Ein Tallit ist ein rechteckiges Stück Tuch aus Wolle, Baumwolle oder Seide (echte oder
Kunstseide). Bei Orthodoxen kann ein Tallit durchaus 1,85 x 1,38 m (Breite X Länge) messen,
so daß man sich ganz darin einhüllen kann, bei Liberalen ist er auf die Größe eines Schals
reduziert. Wichtig jedoch ist in jedem Fall, daß sich an den vier Ecken die halachisch gebotenen
Zizit (für gewöhnlich wird der Singular statt des Plurals zizijjot gebraucht) befinden lt.

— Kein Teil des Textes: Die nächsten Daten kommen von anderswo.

PR #704, opened 2023-07-18
Allows referencing mentioned schema by name

SerikDM:
https://github.com/fastavro/fastavro/issues/700

### DIFF
--- a/fastavro/_read.pyx
+++ b/fastavro/_read.pyx
@@ -43,12 +43,18 @@ class ReadError(Exception):
     pass
 
 
-cpdef match_types(writer_type, reader_type):
+cpdef _default_named_schemas():
+    return {"writer": {}, "reader": {}}
+
+
+cpdef match_types(writer_type, reader_type, named_schemas=None):
+    if named_schemas is None:
+        named_schemas = _default_named_schemas()
     if isinstance(writer_type, list) or isinstance(reader_type, list):
         return True
     if isinstance(writer_type, dict) or isinstance(reader_type, dict):
         try:
-            return match_schemas(writer_type, reader_type)
+            return match_schemas(writer_type, reader_type, named_schemas)
         except SchemaResolutionError:
             return False
     if writer_type == reader_type:
@@ -64,10 +70,16 @@ cpdef match_types(writer_type, reader_type):
         return True
     elif writer_type == "bytes" and reader_type == "string":
         return True
+    writer_schema = named_schemas["writer"].get(writer_type)
+    reader_schema = named_schemas["reader"].get(reader_type)
+    if writer_schema is not None and reader_schema is not None:
+        return match_types(writer_schema, reader_schema, named_schemas)
     return False
 
 
-cpdef match_schemas(w_schema, r_schema):
+cpdef match_schemas(w_schema, r_schema, named_schemas=None):
+    if named_schemas is None:
+        named_schemas = _default_named_schemas()
     error_msg = f"Schema mismatch: {w_schema} is not {r_schema}"
     if isinstance(w_schema, list):
         # If the writer is a union, checks will happen in read_union after the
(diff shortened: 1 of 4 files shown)


fastavro/_read.pyx
```diff
@@ -64,10 +70,16 @@ cpdef match_types(writer_type, reader_type):
...
         return True
+    writer_schema = named_schemas["writer"].get(writer_type)
+    reader_schema = named_schemas["reader"].get(reader_type)
+    if writer_schema is not None and reader_schema is not None:
+        return match_types(writer_schema, reader_schema, named_schemas)
     return False
 
 
-cpdef match_schemas(w_schema, r_schema):
+cpdef match_schemas(w_schema, r_schema, named_schemas=None):
```
scottbelden, line 80: I think named_schemas is always passed in, so this can just be a required arg instead of optional.

tests/test_fastavro.py
```diff
@@ -3392,3 +3392,69 @@ def test_allow_bad_default_if_correct_reader_schema_present():
...
+            },
+        ],
+    }
+
+    records = [{"foo": {"spam": "ham"}, "bar": [{"spam": "ham"}]}]
+
+    # Parse the schema and ignore union default errors like it would have been
+    # parsed in the past
+    parsed_writer_schema = fastavro.parse_schema(
+        writer_schema, _ignore_default_error=True
```
scottbelden, line 3454: Was the `_ignore_default_error` copied from another test? I don't think it applies here.

SerikDM: Yep, copypaste

fastavro/_read.pyx
```diff
@@ -43,12 +43,18 @@ class ReadError(Exception):
     pass
 
 
-cpdef match_types(writer_type, reader_type):
+cpdef _default_named_schemas():
+    return {"writer": {}, "reader": {}}
+
+
+cpdef match_types(writer_type, reader_type, named_schemas):
+    if named_schemas is None:
```
scottbelden, line 51: This check shouldn't be necessary

fastavro/_read.pyx
```diff
@@ -64,10 +70,16 @@ cpdef match_types(writer_type, reader_type):
...
+    writer_schema = named_schemas["writer"].get(writer_type)
+    reader_schema = named_schemas["reader"].get(reader_type)
+    if writer_schema is not None and reader_schema is not None:
+        return match_types(writer_schema, reader_schema, named_schemas)
     return False
 
 
-cpdef match_schemas(w_schema, r_schema):
+cpdef match_schemas(w_schema, r_schema, named_schemas):
+    if named_schemas is None:
```
scottbelden, line 81: This check shouldn't be necessary

fastavro/_read_py.py
```diff
@@ -42,12 +42,18 @@
 epoch_naive = datetime(1970, 1, 1)
 
 
-def match_types(writer_type, reader_type):
+def _default_named_schemas() -> Dict[str, NamedSchemas]:
+    return {"writer": {}, "reader": {}}
+
+
+def match_types(writer_type, reader_type, named_schemas):
+    if named_schemas is None:
```
scottbelden, line 50: This check shouldn't be necessary

fastavro/_read_py.py
```diff
@@ -63,10 +69,16 @@ def match_types(writer_type, reader_type):
...
+    writer_schema = named_schemas["writer"].get(writer_type)
+    reader_schema = named_schemas["reader"].get(reader_type)
+    if writer_schema is not None and reader_schema is not None:
+        return match_types(writer_schema, reader_schema, named_schemas)
     return False
 
 
-def match_schemas(w_schema, r_schema):
+def match_schemas(w_schema, r_schema, named_schemas):
+    if named_schemas is None:
```
scottbelden, line 80: This check shouldn't be necessary

scottbelden (changes requested):
Sorry, just a few small lines that can be removed and then we should be good to merge.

4. BM15, 37-41: »Rede mit den Kindern Israel und sprich zu ihnen, daß sie und ihre
Nachkommen sich Quasten machen an den Zipfeln ihrer Kleider...« (Vers38).

An den vier Ecken des Tallit befindet sich jeweils ein durch einen innen aufgenähten,
viereckigen Besatz verstärktes Loch, durch das vier lange, weiße Fäden (die Zizit) hindurchgezogen
werden, so daß es aussieht, als hingen acht Fäden aus dem Loch heraus (vier vorne und
vier hinten); direkt unterhalb des Loches werden die Fäden fünfmal hintereinander verknotet.

8 Vgl. JL IV/2, 1629-1631 (»ZIZIT«) und EJJ 15 : 743-745 (»TALLIT«).